10A.2.3 VLSI or Schematic Design
Next, consider an application software package that is used by chip or PC makers which allows layout designers to convert a logical electronic circuit (created by an EE) into an actual, physical layout that is used to manufacture the chip or PC board. Cadence, Synopsys, Magma and Mentor are examples of these products. In most cases, there are tens of thousands of transistors on a single chip, and they each need to be interconnected electronically. There are many different pathways, but we will focus our attention on just one aspect: the electrical power grid (i.e., the voltages and grounds designated by layout designers using terms like VDD or VSS). This grid will connect all the transistors together, and it needs to be done using minimum length, all other things being equal. (In practice there are many constraints - the chip layers and other pathways that must be avoided, but an MST algorithm still applies).
10A.2.4 The Human Genome Project and Gene Expression Patterns
There are many more examples of minimum spanning trees in industry, but I thought I would end the list with a somewhat advanced application called Gene Expression Patterns. Gene expression is the term used to describe how the genetic patterns (i.e., DNA configuration) in the individual cells of all living organisms (be they human, yeast or plant) relate to the actual functioning and structure of each cell. In other words, it is about how the mathematical coding of the gene expresses itself physically, biochemically, behaviorally, physiologically and through other characteristics unique to individual organisms and all their specialized cells.
The reason that gene expression has become such an active field in the last 10 years is due to the enormous amount of genetic data available due to research efforts like the Human Genome Project. Scientists have mapped the genes on human chromosomes, which means that they know exactly what they are and where they are. However, this is merely a mathematical pattern. Only a small fraction of these gene patterns are really understood. What do they do, and what happens when individuals have slight variations in the patterns?

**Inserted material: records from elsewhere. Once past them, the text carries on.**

PR #774, opened 2026-03-17
Fix ?? operator with array predicate on LHS

### LINKED ISSUE #773: Nullish coalescing (??) operator returns wrong result when LHS has array predicate
## Bug Report

The `??` (nullish coalescing) operator produces incorrect results when the left-hand side contains an array subscript/predicate.

### Environment

- **jsonata version:** 2.1.0
- **Node.js version:** v24.11.0

### Steps to reproduce

Input data:
```json
{"array": [1, 2]}
```

Expression:
```
array[1] ?? 3
```

**Expected:** `2` (the second element exists, so `??` should return it)
**Actual:** `3` (incorrectly falls through to the default value)

### Root cause

The `??` infix handler in `parser.js` reuses the same `left` AST node object reference for both the `$exists()` condition check and the `then` branch. During AST post-processing, the `[` filter/predicate handler pushes filter stages onto the shared node twice, effectively turning `array[1]` into `array[1][1]` — which evaluates to `undefined`, causing the fallback to the `else` branch.

doolse:
## Summary

- Fix the `??` (nullish coalescing) operator returning incorrect results when the LHS
  contains an array predicate (e.g. `array[1] ?? 3`)
- The parser's `??` handler reused the same `left` AST node reference for both the
  `$exists()` condition and the `then` branch, causing filter stages to be duplicated
  during AST post-processing
- Deep-clone `left` for the condition argument so the two branches have independent
  AST nodes

Fixes #773

## Test plan

- [x] Added test case for LHS predicate that exists (case013)
- [x] Added test case for LHS predicate that doesn't exist (case014)
- [x] All 1763 tests passing

Signed-off-by: Jolse Maginnis <doolse@gmail.com>

### DIFF
--- a/src/parser.js
+++ b/src/parser.js
@@ -585,7 +585,7 @@ const parser = (() => {
                 type: 'function',
                 value: '(',
                 procedure: { type: 'variable', value: 'exists' },
-                arguments: [left]
+                arguments: [JSON.parse(JSON.stringify(left))]
             };
             this.then = left;
             this.else = expression(0);
--- a/test/test-suite/groups/coalescing-operator/case013.json
+++ b/test/test-suite/groups/coalescing-operator/case013.json
@@ -1,0 +1,7 @@
+{
+    "description": "array predicate on lhs exists, should return lhs value",
+    "expr": "foo.blah[0] ?? 42",
+    "dataset": "dataset0",
+    "bindings": {},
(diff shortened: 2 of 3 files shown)


andrew-coleman (approved):

andrew-coleman:
Many thanks :)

The reason that this is such a hot topic for us, is that one of the main tools in understanding gene expression is mathematical clustering -- the recognition of individual patterns or groups from a large data set where the groups don't immediately present themselves. Exactly why clustering is used to understand gene expression is beyond the scope of this overview. However, medical researchers are generating large data sets from the genetic code and the physical testing of the cells, and from those data sets, they are looking for clusters or patterns.
In any given cell, some genes are switched "on" meaning that they are used as a template to manufacture proteins, and some are turned "off" or deactivated. Each cell has a different pattern of on and off genes, but it is not easy to predict, based on knowing this pattern, what that means to the cell. Does one pattern express itself as a tendency towards heart disease, obesity or a particular cancer?
Guess what one of the most important new tools in this study is? Minimum Spanning Trees. To show one example of this, I have excerpted a diagram of a computer program written at the Oak Ridge National Laboratory which uses an MST generator as part of its design.

You may find it interesting that both Java and C (which is used for speed required to do the computation) were used to implement the program (called EXCAVATOR). I have circled the component that does the MST graph algorithm. It uses something called the kruskal method to compute the MST, and in the next few days you will fully understand kruskal's method and even have an actual C++ implementation of it.